TASK DESCRIPTION
Reproduce the entries below in full and without error.

DATA SUPPLIED
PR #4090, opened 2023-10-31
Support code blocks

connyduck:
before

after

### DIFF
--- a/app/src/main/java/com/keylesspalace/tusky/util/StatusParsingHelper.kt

SOLVED PROBLEM
PR #4090, opened 2023-10-31
Support code blocks

connyduck:
before

after

### DIFF
--- a/app/src/main/java/com/keylesspalace/tusky/util/StatusParsingHelper.kt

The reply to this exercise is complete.